Concept Flow - dbt-utils (surrogate_key, pivot, unpivot)

Start with raw data

↓

Use surrogate_key to create unique IDs

↓

Apply pivot to transform rows into columns

↓

Apply unpivot to transform columns back to rows

↓

Final transformed dataset

This flow shows how raw data is first given unique IDs with surrogate_key, then reshaped wide with pivot, and finally reshaped long with unpivot.

Execution Sample

dbt

with source as (
  select * from raw_data
),
keyed as (
  select {{ dbt_utils.surrogate_key(['user_id', 'date']) }} as id, * from source
),
pivoted as (
  select * from {{ dbt_utils.pivot(
    source=ref('keyed'),
    pivot_column='metric',
    value_column='value'
  ) }}
),
unpivoted as (
  select * from {{ dbt_utils.unpivot(
    source=ref('pivoted'),
    column_name='metric',
    value_name='value',
    columns=['clicks', 'views']
  ) }}
)
select * from unpivoted

This code creates unique keys, pivots metrics into columns, then unpivots them back to rows.

Execution Table

Step	Action	Input Data Sample	Output Data Sample	Notes
1	Read raw_data	[{user_id:1, date:'2024-01-01', metric:'clicks', value:10}, {user_id:1, date:'2024-01-01', metric:'views', value:100}]	Same as input	Starting raw data with user metrics
2	Apply surrogate_key(['user_id','date'])	Same as step 1	[{id:'abc123', user_id:1, date:'2024-01-01', metric:'clicks', value:10}, {id:'abc123', user_id:1, date:'2024-01-01', metric:'views', value:100}]	Unique id 'abc123' created for user_id and date
3	Pivot on 'metric' column	Step 2 output	[{id:'abc123', user_id:1, date:'2024-01-01', clicks:10, views:100}]	Rows turned into columns by metric names
4	Unpivot columns ['clicks','views']	Step 3 output	[{id:'abc123', user_id:1, date:'2024-01-01', metric:'clicks', value:10}, {id:'abc123', user_id:1, date:'2024-01-01', metric:'views', value:100}]	Columns turned back into rows
5	End	Step 4 output	Same as step 4	Transformation complete

💡 All steps executed, data transformed from raw to keyed, pivoted, then unpivoted.

Variable Tracker

Variable	Start	After Step 2	After Step 3	After Step 4	Final
data_rows	Raw rows with user_id, date, metric, value	Rows with added 'id' column (surrogate_key)	Rows pivoted to wide format with metric columns	Rows unpivoted back to long format	Final unpivoted rows

Key Moments - 3 Insights

Why does surrogate_key create the same id for rows with the same user_id and date?

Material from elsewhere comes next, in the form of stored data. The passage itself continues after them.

PR #990, opened 2023-02-10
Removed return type inference from `Image` API

oisyn:
Return types are now always `glam` vectors. This also means that `glam` is required; the "glam" feature toggle is made mandatory rather thn removed as we may want to support other specific vector libraries in the future, and this way people get a clear error when they use something else.

I considered removing the `Vector` trait, but that ripples down to some of the API functions like `any()` so I left it in place.

### DIFF
--- a/CHANGELOG.md
+++ b/CHANGELOG.md
@@ -27,6 +27,11 @@ and this project adheres to [Semantic Versioning](https://semver.org/spec/v2.0.0
 
 -->
 
+## [Unreleased]
+
+### Changed 🛠
+- [PR#990](https://github.com/EmbarkStudios/rust-gpu/pull/990) Removed return type inference from `Image` API and made `glam` usage mandatory.
+
 ## [0.5.0]
 
 ### Added ⭐
--- a/crates/spirv-std/src/image/params.rs
+++ b/crates/spirv-std/src/image/params.rs
@@ -2,60 +2,85 @@ use super::{Arrayed, Dimensionality, ImageFormat};
 use crate::{integer::Integer, scalar::Scalar, vector::Vector};
 
 /// Marker trait for arguments that accept single scalar values or vectors
-/// of scalars.
-pub trait SampleType<const FORMAT: u32>: Scalar {}
+/// of scalars. Defines 2-, 3- and 4-component vector types based on the sample type.
+pub trait SampleType<const FORMAT: u32>: Scalar {
+    /// A 2-component vector of this sample type
+    type Vec2: Default;
 
-impl SampleType<{ ImageFormat::Unknown as u32 }> for i8 {}
-impl SampleType<{ ImageFormat::Unknown as u32 }> for i16 {}
-impl SampleType<{ ImageFormat::Unknown as u32 }> for i32 {}
-impl SampleType<{ ImageFormat::Unknown as u32 }> for i64 {}
-impl SampleType<{ ImageFormat::Unknown as u32 }> for u8 {}
-impl SampleType<{ ImageFormat::Unknown as u32 }> for u16 {}
-impl SampleType<{ ImageFormat::Unknown as u32 }> for u32 {}
-impl SampleType<{ ImageFormat::Unknown as u32 }> for u64 {}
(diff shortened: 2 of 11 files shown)


crates/spirv-std/src/lib.rs
```diff
@@ -116,6 +116,13 @@ pub use runtime_array::*;
 #[cfg(feature = "glam")]
 pub use glam;
 
+// HACK(shesp) As we removed support for generic user-configurable vector types in the Image API,
+// glam is now required. In the future we might want to add other popular vector math libraries,
+// so we keep the "glam" feature toggle intact for now. As the code won't currently compile
+// without it, present the user with a somewhat friendly error message.
+#[cfg(not(feature = "glam"))]
+compile_error!("`spriv-std` now requires the use of `glam`. Make sure the "glam" feature is specified for `spirv-std` in `Cargo.toml`");
```
eddyb, line 124: Neat! I suspect you haven't tested this because of the syntax error. If you don't want to escape the double quotes here you can use a raw string, e.g.:
```suggestion
compile_error!(
    r#"`spriv-std` now requires the use of `glam`. Make sure the "glam" feature is specified for `spirv-std` in `Cargo.toml`"#
);
```

crates/spirv-std/src/image/params.rs
```diff
@@ -2,60 +2,85 @@ use super::{Arrayed, Dimensionality, ImageFormat};
...
-impl SampleType<{ ImageFormat::R64i as u32 }> for i64 {}
+    /// A 3-component vector of this sample type
+    type Vec3: Default;
+
+    /// A 4-component vector of this sample type
+    type Vec4: Default;
+}
+
+/// Helper macro to implement `SampleType` of various formats for various scalar types.
+macro_rules! sampletype_impls {
```
eddyb, line 18: Nit: `FooBar` typically turns into `foo_bar` when switching to snake case (i.e. `sample_type_impls`).

CHANGELOG.md
```diff
@@ -27,6 +27,11 @@ and this project adheres to [Semantic Versioning](https://semver.org/spec/v2.0.0
 
 -->
 
+## [Unreleased]
+
+### Changed 🛠
+- [PR#990](https://github.com/EmbarkStudios/rust-gpu/pull/990) Removed return type inference from `Image` API and made `glam` usage mandatory.
```
eddyb, line 33: Should we mark this explicitly as backwards-incompatible?
Also, should we remove the `optional = true` from here?
https://github.com/EmbarkStudios/rust-gpu/blob/fd4da169e41fc42ed3a9ede926a3116dddb7019d/crates/spirv-std/Cargo.toml#L15

eddyb (changes requested):
The bulk of the changes LGTM, only having some questions. Also, are we sure we're doing this? It makes a lot of sense, from a technical standpoint, but I'm not sure what the decision process should be like.

CHANGELOG.md
oisyn: > Should we mark this explicitly as backwards-incompatible?
Not sure what you mean?

> Also, should we remove the optional = true from here?
Yeah I thought about that. The reason I kept it as non-default is that I don't want to silently force glam onto people that are currently NOT using glam. Especially if we want to add support for some other vector library, you'd need to consciously make the choice which one you want. Do you agree with this reasoning?

crates/spirv-std/src/lib.rs
oisyn: Typical test - make last minute change to error message - commit 🙄

oisyn:
> but I'm not sure what the decision process should be like.

In what way, exactly? I've openly discussed making glam mandatory in #rust-gpu, everybody seemed to agree. I don't think the technical change ended up being that big after all. I did play around with more drastic proof of concepts but kept scratching those as I wasn't yet familiar with all the intrinsic details (if I did wanted to go through with one of those I would definitely ran it by you and the others first before committing to a full implementation). It's fully backwards compatible (well, only if you're using `glam` obviously 😉).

What happens to the 'metric' column after pivot?

Why do we use unpivot after pivot?

Visual Quiz - 3 Questions

Test your understanding

Look at the execution_table at step 2, what does the 'id' column represent?

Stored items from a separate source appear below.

PR #991, opened 2023-02-15
Update to nightly-2023-01-21

oisyn:
This nightly contains all changes that have been branched off into beta and will become stable as Rust 1.68 on March 9

### DIFF
--- a/crates/rustc_codegen_spirv/src/lib.rs
+++ b/crates/rustc_codegen_spirv/src/lib.rs
@@ -142,7 +142,8 @@ fn is_blocklisted_fn<'tcx>(
                 Some(assoc) if assoc.ident(tcx).name == sym::fmt => match assoc.container {
                     ty::ImplContainer => {
                         let impl_def_id = assoc.container_id(tcx);
-                        tcx.impl_trait_ref(impl_def_id).map(|tr| tr.def_id)
+                        tcx.impl_trait_ref(impl_def_id)
+                            .map(|tr| tr.subst_identity().def_id)
                             == Some(debug_trait_def_id)
                     }
                     ty::TraitContainer => false,
--- a/crates/rustc_codegen_spirv/src/lib.rs
+++ b/crates/rustc_codegen_spirv/src/lib.rs
@@ -143,7 +143,7 @@ fn is_blocklisted_fn<'tcx>(
                     ty::ImplContainer => {
                         let impl_def_id = assoc.container_id(tcx);
                         tcx.impl_trait_ref(impl_def_id)
-                            .map(|tr| tr.subst_identity().def_id)
+                            .map(|tr| tr.skip_binder().def_id)
                             == Some(debug_trait_def_id)
                     }
                     ty::TraitContainer => false,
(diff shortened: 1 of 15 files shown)


crates/rustc_codegen_spirv/src/lib.rs
```diff
@@ -142,7 +142,8 @@ fn is_blocklisted_fn<'tcx>(
                 Some(assoc) if assoc.ident(tcx).name == sym::fmt => match assoc.container {
                     ty::ImplContainer => {
                         let impl_def_id = assoc.container_id(tcx);
-                        tcx.impl_trait_ref(impl_def_id).map(|tr| tr.def_id)
+                        tcx.impl_trait_ref(impl_def_id)
+                            .map(|tr| tr.subst_identity().def_id)
```
eddyb, line 146: `subst_identity` is not necessarily cheap, since it replaces one encoding of generics with another (the name seems misleading, since "identity substitutions" should, well, produce the same result, while this doesn't).

A `.def_id()` method should exist on this `EarlyBinder<TraitRef>` type just like one exists on `Binder<TraitRef>`, but sadly it seems to be lacking. Instead, you can do this for now:

```suggestion
                        tcx.impl_trait_ref(impl_def_id)
                            .map(|tr| tr.skip_binder().def_id)
```
(`skip_binder` is "bad" because it can lead to mistakes by ignoring important contextual information, but `.def_id` is just an ID, not something in the typesystem that cares about that context)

AThe original user_id value

BA unique identifier created by combining user_id and date

CA random number assigned to each row

DThe metric name

Concept Snapshot

dbt-utils surrogate_key creates unique IDs by hashing columns.
Pivot turns row values into columns.
Unpivot reverses pivot, turning columns back to rows.
Use surrogate_key for stable keys.
Pivot/unpivot reshape data for analysis.

Full Transcript

This lesson shows how to use dbt-utils macros surrogate_key, pivot, and unpivot. We start with raw data containing user metrics. Surrogate_key creates a unique ID by combining user_id and date. Then pivot reshapes the data by turning metric names into columns, making it wide format. Finally, unpivot reverses this, turning columns back into rows for long format. The execution table traces each step with sample data. Key moments clarify why surrogate_key produces the same ID for matching columns, how pivot changes the metric column into headers, and why unpivot is used after pivot. The visual quiz tests understanding of these steps. The snapshot summarizes the key points for quick reference.